| Task description |
Only one span of the listing below should come back. It runs from the line with "I absolutely love" through the line with "tplavcic: This is", and each of its lines must be reproduced exactly.

| Material to process |
PR #564, opened 2024-07-30
EVEREST-1288 - Add initial release test

tplavcic:
This is a draft PR to start a discussion if it makes sense to use something like this for sanity/release checks to reduce the amount of manual checks.

Notes:
1. Tests are tagged with `@release` and put into `release` subfolder
2. One scenario executes test for multiple configurations (see [forEach in init-deploy.e2e.ts](https://github.com/percona/everest/compare/EVEREST-1288-release-test?expand=1#diff-f5d9340547dea7f86a1072b7c2e8ca8b873565beebbcbdaacb2ec50c6523a2c3R28-R34)) - does that make sense or we want to execute only one (read which one from env variable) and handle multiple executions with the pipeline?
3. Some existing functions could be made more generic like I did here with `resourcesStepCheck`, but we need to see do we want to do it for all since these are currently used by FE UI tests. Here I created simple `populateBasicInformation`, but there is already `basicInformationStepCheck` which is not generic but mongodb specific and it checks some other stuff (does it make sense to use these `check` functions for our populating purposes or we should leave that and just create generic `populate` functions` which will not always check if all elements are populated correctly)
4. I think we should write functions to verify some status on k8s level (skip Everest objects and just check operator objects)
5. In this scenario we could add monitoring, external access check, db parameters, edit cluster, other completely new scenarios could be:
- demand full backup and restore
- demand backup and pitr restore
- scheduled backup and restore
6. Pipelines would need to be created to execute these tests on each supported platform


ui/apps/everest/.e2e/release/init-deploy.e2e.ts
```diff
@@ -0,0 +1,180 @@
...
+
+      test(`Cluster creation with ${db} and size ${size}`, async ({
+        page,
+        request,
+      }) => {
+        test.setTimeout(size * 120000);
+
+        expect(storageClasses.length).toBeGreaterThan(0);
+
+        await page.goto('/databases/new');
```
puneet0191, line 74: Any specific reason you would like to keep URL's and locators for pages directly in the test files, could they be part of page classes or some other helpers?

tplavcic: No specific reason, I was looking at page object pattern as well, but current setup is not like that so didn't want to change to much. But it can be done.

ui/apps/everest/.e2e/release/init-deploy.e2e.ts
```diff
@@ -0,0 +1,180 @@
...
+test.describe.configure({ retries: 0 });
+
+[
+  { db: 'psmdb', size: 1 },
+  { db: 'psmdb', size: 3 },
+  { db: 'pxc', size: 1 },
+  { db: 'pxc', size: 3 },
+  { db: 'postgresql', size: 1 },
+  { db: 'postgresql', size: 3 },
+].forEach(({ db, size }) => {
```
oksana-grishchenko, line 43: I like the idea of table tests, it's concise and observable. 
Let me to bring one thing to consideration. If the test fails, is there a way to quickly identify which one has failed? Maybe we could add definitive names (like `pxc1n`, `pxc3n`) which will be shown somehow during execution so when the test fails it won't be a problem to identify which case has failed.

ui/apps/everest/.e2e/release/init-deploy.e2e.ts
```diff
@@ -0,0 +1,180 @@
...
+        const response = await request.get(
+          `/v1/namespaces/${namespace}/database-clusters`,
+          {
+            headers: {
+              Authorization: `Bearer ${await getTokenFromLocalStorage()}`,
+            },
+          }
+        );
+
+        expect(response.ok()).toBeTruthy();
```
oksana-grishchenko, line 122: the fact that the response is not ok is not really informative and we would need to debug the test to understand what is the error. For the response checking consider to use something like this
https://github.com/percona/everest/blob/3f2baae7a2432c4b957210365690a22371bd357b/api-tests/tests/helpers.ts#L11-L16 
so if the response is not ok we would see the error message right away

.github/workflows/dev-fe-e2e.yaml
```diff
@@ -149,7 +149,7 @@ jobs:
           MONITORING_PASSWORD: "admin"
         run: |
           cd ui
-          pnpm --filter "@percona/everest" e2e
+          pnpm --filter "@percona/everest" e2e --grep-invert @release
```
oksana-grishchenko, line 152: Thinking about how to trigger the `@release` tests then. 
Triggering them by a new tag is not correct, bc the build does not exist at that moment. 
Looks like [the release trigger](https://docs.github.com/en/actions/writing-workflows/choosing-when-your-workflow-runs/events-that-trigger-workflows#release) would be relevant:
```
on:
  release:
    types: [published]
```
It should work for both prereleases (RCs) and releases. And then we can use the appropriate build to set up Everest.

oksana-grishchenko (commented):
I absolutely love the idea of covering the manual post-release checks with automated tests! Thank you Tomislav for this initiative👍

> 4. I think we should write functions to verify some status on k8s level (skip Everest objects and just check operator objects)

FYI the Everest API objects(e.g. [DatabaseCluster](https://github.com/percona/everest/blob/3f2baae7a2432c4b957210365690a22371bd357b/docs/spec/openapi.yml#L2407)) are exactly the same as k8s objects (e.g. [DatabaseCluster](https://github.com/percona/everest-operator/blob/efd490357118cea7461b407f0e6874ccf3061275/deploy/bundle.yaml#L383)) since the API proxies requests to k8s. The Everest API spec for custom resources is copied from the operator spec, and then the API server is generated by a generation tool from that spec.

ui/apps/everest/.e2e/release/init-deploy.e2e.ts
tplavcic: This is a good idea and I will see to add some identifier, initially my idea was if the test will be parametrized that the parameters need to be visible in test name like `test(`Cluster creation with ${db} and size ${size}` so if it fails you will see which combination has failed.
But in general I don't think that the structure with this parameters will stay because if one combination fails to re-run just that combination you need to remove other combinations from the test parameters and since we will run this in github action we need to be able to select which one to re-run.
But for now it is convenient to run it like this locally and try all combinations.

ui/apps/everest/.e2e/release/init-deploy.e2e.ts
tplavcic: Thank you! I have applied this.

ui/apps/everest/.e2e/release/init-deploy.e2e.ts
tplavcic: Just for reference this is how it looks now:
```
Running 35 tests using 1 worker

  ✓  1 [auth] › ../auth.setup.ts:20:1 › Login (5.4s)
  ✓  2 [setup] › ../global.setup.ts:57:1 › Backup storages (1.8s)
  ✓  3 [setup] › ../global.setup.ts:120:1 › Close modal permanently (6.4s)
  ✓  4 [Chrome Stable] › ../release/init-deploy.e2e.ts:55:5 › Init deploy workflow › Cluster creation with psmdb and size 1 (1.2m)
  ✓  5 [Chrome Stable] › ../release/init-deploy.e2e.ts:121:5 › Init deploy workflow › Suspend cluster with psmdb and size 1 (9.9s)
  ✓  6 [Chrome Stable] › ../release/init-deploy.e2e.ts:131:5 › Init deploy workflow › Resume cluster with psmdb and size 1 (35.8s)
  ✓  7 [Chrome Stable] › ../release/init-deploy.e2e.ts:139:5 › Init deploy workflow › Restart cluster with psmdb and size 1 (31.0s)
  ✓  8 [Chrome Stable] › ../release/init-deploy.e2e.ts:150:5 › Init deploy workflow › Delete cluster with psmdb and size 1 (10.1s)
  ✓  9 [Chrome Stable] › ../release/init-deploy.e2e.ts:55:5 › Init deploy workflow › Cluster creation with psmdb and size 3 (1.9m)
  ✓  10 [Chrome Stable] › ../release/init-deploy.e2e.ts:121:5 › Init deploy workflow › Suspend cluster with psmdb and size 3 (25.1s)
  ✓  11 [Chrome Stable] › ../release/init-deploy.e2e.ts:131:5 › Init deploy workflow › Resume cluster with psmdb and size 3 (1.1m)
  ✓  12 [Chrome Stable] › ../release/init-deploy.e2e.ts:139:5 › Init deploy workflow › Restart cluster with psmdb and size 3 (1.5m)
  ✓  13 [Chrome Stable] › ../release/init-deploy.e2e.ts:150:5 › Init deploy workflow › Delete cluster with psmdb and size 3 (11.1s)
  ✓  14 [Chrome Stable] › ../release/init-deploy.e2e.ts:55:5 › Init deploy workflow › Cluster creation with pxc and size 1 (1.5m)
  ✓  15 [Chrome Stable] › ../release/init-deploy.e2e.ts:121:5 › Init deploy workflow › Suspend cluster with pxc and size 1 (25.1s)
  ✓  16 [Chrome Stable] › ../release/init-deploy.e2e.ts:131:5 › Init deploy workflow › Resume cluster with pxc and size 1 (56.2s)
  ✓  17 [Chrome Stable] › ../release/init-deploy.e2e.ts:139:5 › Init deploy workflow › Restart cluster with pxc and size 1 (1.1m)
  ✓  18 [Chrome Stable] › ../release/init-deploy.e2e.ts:150:5 › Init deploy workflow › Delete cluster with pxc and size 1 (10.5s)
  ✓  19 [Chrome Stable] › ../release/init-deploy.e2e.ts:55:5 › Init deploy workflow › Cluster creation with pxc and size 3 (3.9m)
  ✓  20 [Chrome Stable] › ../release/init-deploy.e2e.ts:121:5 › Init deploy workflow › Suspend cluster with pxc and size 3 (56.3s)
  ✓  21 [Chrome Stable] › ../release/init-deploy.e2e.ts:131:5 › Init deploy workflow › Resume cluster with pxc and size 3 (2.1m)
  ✓  22 [Chrome Stable] › ../release/init-deploy.e2e.ts:139:5 › Init deploy workflow › Restart cluster with pxc and size 3 (2.7m)
  ✓  23 [Chrome Stable] › ../release/init-deploy.e2e.ts:150:5 › Init deploy workflow › Delete cluster with pxc and size 3 (11.2s)
  ✓  24 [Chrome Stable] › ../release/init-deploy.e2e.ts:55:5 › Init deploy workflow › Cluster creation with postgresql and size 1 (1.0m)
  ✓  25 [Chrome Stable] › ../release/init-deploy.e2e.ts:121:5 › Init deploy workflow › Suspend cluster with postgresql and size 1 (29.7s)
  ✓  26 [Chrome Stable] › ../release/init-deploy.e2e.ts:131:5 › Init deploy workflow › Resume cluster with postgresql and size 1 (51.7s)
  ✓  27 [Chrome Stable] › ../release/init-deploy.e2e.ts:139:5 › Init deploy workflow › Restart cluster with postgresql and size 1 (31.0s)
  ✓  28 [Chrome Stable] › ../release/init-deploy.e2e.ts:150:5 › Init deploy workflow › Delete cluster with postgresql and size 1 (10.0s)
  ✓  29 [Chrome Stable] › ../release/init-deploy.e2e.ts:55:5 › Init deploy workflow › Cluster creation with postgresql and size 3 (1.3m)
  ✓  30 [Chrome Stable] › ../release/init-deploy.e2e.ts:121:5 › Init deploy workflow › Suspend cluster with postgresql and size 3 (10.0s)
  ✓  31 [Chrome Stable] › ../release/init-deploy.e2e.ts:131:5 › Init deploy workflow › Resume cluster with postgresql and size 3 (26.7s)
  ✓  32 [Chrome Stable] › ../release/init-deploy.e2e.ts:139:5 › Init deploy workflow › Restart cluster with postgresql and size 3 (1.3m)
  ✓  33 [Chrome Stable] › ../release/init-deploy.e2e.ts:150:5 › Init deploy workflow › Delete cluster with postgresql and size 3 (11.3s)
  ✓  34 [teardown] › ../global.teardown.ts:21:3 › Teardown › Delete backup storage (2.5s)
  ✓  35 [teardown] › ../global.teardown.ts:54:3 › Teardown › Logout (4.6s)
::warning title=Slow Test,file=[Chrome Stable] › ../release/init-deploy.e2e.ts::[Chrome Stable] › ../release/init-deploy.e2e.ts took 28.4m
::notice title=🎭 Playwright Run Summary::  35 passed (29.5m)
```

oksana-grishchenko: In that case I think the output looks clear enough, my main concern was about how to identify which test has failed. I've missed that it's going to print the messages

.github/workflows/dev-fe-e2e.yaml
tplavcic: I was thinking for these to just build the cli and use the current dev latest build and if the release branch exists to be able to point it to the release branch and use already pre-built cli and package.
But these will likely be executed as well on different platforms and will need some credentials for cloud providers so these pipelines will be added to private [k8s-testing-automation](https://github.com/percona/k8s-testing-automation) repo.

ui/apps/everest/.e2e/utils/generic.ts
```diff
@@ -0,0 +1,23 @@
...
+// See the License for the specific language governing permissions and
+// limitations under the License.
+
+import { expect } from '@playwright/test';
+
+export const checkError = async (response) => {
+  if (!response.ok()) {
+    console.log(`${response.url()}: `, await response.json());
+  }
+  expect(response.ok()).toBeTruthy();
```
fabio-silva, line 22: if we do `expect(response.ok()).toBeTruthy();` first, I think we can then just log the response, as so:

```
    expect(response.ok()).toBeTruthy();
    console.log(`${response.url()}: `, await response.json());
```

The way it is now, I think `expect(response.ok()).toBeTruthy()` is redundant, as you already checked if it was falsy in the first if clause.

ui/apps/everest/.e2e/utils/db-wizard.ts
```diff
@@ -54,3 +54,152 @@ export const goToLastAndSubmit = async (page: Page) => {
...
+  if (externalAccess != '') {
+    await page.getByLabel('Enable External Access').check();
+    await page
+      .getByTestId('text-input-source-ranges.0.source-range')
+      .fill(externalAccess);
+  }
+  if (engineParameters != '' || addDefaultEngineParameters) {
+    //await page.getByRole('checkbox', {name: "engineParametersEnabled"}).check({force: true})
+    await page.getByLabel('Database engine parameters').check();
+    if (engineParameters != '')
```
fabio-silva, line 148: missing brackets

fabio-silva (changes requested):

ui/apps/everest/.e2e/utils/db-wizard.ts
tplavcic: thank you! fixed.

ui/apps/everest/.e2e/utils/generic.ts
fabio-silva: Fair point, haven't thought of that!

oksana-grishchenko (approved):
LGTM👍 Approving the PR since my concerns were resolved, however let's have an approval also at least from @fabio-silva who requested some changes earlier

fabio-silva (approved):

ui/apps/everest/.e2e/release/init-deploy.e2e.ts
```diff
@@ -0,0 +1,202 @@
...
+        storageClasses = storageClassNames;
+      });
+
+      test(`Cluster creation with ${db} and size ${size}`, async ({
+        page,
+        request,
+      }) => {
+        test.setTimeout(size * 120000);
+
+        expect(storageClasses.length).toBeGreaterThan(0);
```
edithturn, line 80: Hi Tomislav!  :)
The script assumes that there will always be at least one storage class available. If no storage classes are present, the test will fail early. I might be missing something here, but to clarify, are we ensuring that at least one storage class is available for the end-to-end test to run? Is that right?

Thanks in advance for your clarification!

edithturn: Perhaps adding an error message could provide clearer feedback about the cause of the failure 🙂 

`if (storageClasses.length === 0) {
  throw new Error("No storage classes available. Please ensure the environment is properly set up.");
}
`

ui/apps/everest/.e2e/release/init-deploy.e2e.ts
```diff
@@ -0,0 +1,202 @@
...
+          request
+        );
+        storageClasses = storageClassNames;
+      });
+
+      test(`Cluster creation with ${db} and size ${size}`, async ({
+        page,
+        request,
+      }) => {
+        test.setTimeout(size * 120000);
```
edithturn, line 78: I was going through this part and noticed that you made the timeout dynamic by calculating it as size * 120,000 milliseconds. So, for a cluster of size 1, the timeout would be 120,000 milliseconds (or 2 minutes).

I'm curious...what would happen if the timeout ends up being too short in one of those test environments? Should we display an error or maybe a warning?

Also, adding a comment in the code explaining why "120000 milliseconds per size" was necessary could help to understand the reason for using `120000`. Something like:

```
// Timeout is scaled based on the cluster size to account for the additional resources needed.
test.setTimeout(size * 120000);
```

tplavcic: Thank you, I have added your comment. If the test fails you will get a message that the timeout was exceeded and in which place.

ui/apps/everest/.e2e/release/init-deploy.e2e.ts
```diff
@@ -0,0 +1,202 @@
...
+        expect(addedCluster?.spec.engine.storage.size.toString()).toBe('1G');
+        expect(addedCluster?.spec.proxy.expose.type).toBe('internal');
+        expect(addedCluster?.spec.proxy.replicas).toBe(size);
+      });
+
+      test(`Suspend cluster with ${db} and size ${size}`, async ({ page }) => {
+        test.setTimeout(size * 120000);
+
+        await suspendDbCluster(page, clusterName);
+        if (size != 1 && db != 'postgresql') {
```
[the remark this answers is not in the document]
tplavcic: Added a comment

ui/apps/everest/.e2e/release/init-deploy.e2e.ts
```diff
@@ -0,0 +1,202 @@
...
+        );
+
+        expect(addedCluster).not.toBeUndefined();
+        expect(addedCluster?.spec.engine.type).toBe(db);
+        expect(addedCluster?.spec.engine.replicas).toBe(size);
+        expect(['600m', '0.6']).toContain(
+          addedCluster?.spec.engine.resources?.cpu.toString()
+        );
+        expect(addedCluster?.spec.engine.resources?.memory.toString()).toBe(
+          '1G'
```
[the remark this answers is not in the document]
tplavcic: That would be good if the function was generic and re-used somewhere, but these values are used only in two places in a function which will not be re-used by anything so I don't want to complicate logic.

ui/apps/everest/.e2e/release/init-deploy.e2e.ts
tplavcic: We are not ensuring that at least one storage class is available, but usually all k8s environments have at least one. But if we accidentally find ourselves in such environment the check will fail and it should be self explanatory so I don't think we need to add something here.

| Exercise answer |
I absolutely love the idea of covering the manual post-release checks with automated tests! Thank you Tomislav for this initiative👍

> 4. I think we should write functions to verify some status on k8s level (skip Everest objects and just check operator objects)

FYI the Everest API objects(e.g. [DatabaseCluster](https://github.com/percona/everest/blob/3f2baae7a2432c4b957210365690a22371bd357b/docs/spec/openapi.yml#L2407)) are exactly the same as k8s objects (e.g. [DatabaseCluster](https://github.com/percona/everest-operator/blob/efd490357118cea7461b407f0e6874ccf3061275/deploy/bundle.yaml#L383)) since the API proxies requests to k8s. The Everest API spec for custom resources is copied from the operator spec, and then the API server is generated by a generation tool from that spec.

ui/apps/everest/.e2e/release/init-deploy.e2e.ts
tplavcic: This is a good idea and I will see to add some identifier, initially my idea was if the test will be parametrized that the parameters need to be visible in test name like `test(`Cluster creation with ${db} and size ${size}` so if it fails you will see which combination has failed.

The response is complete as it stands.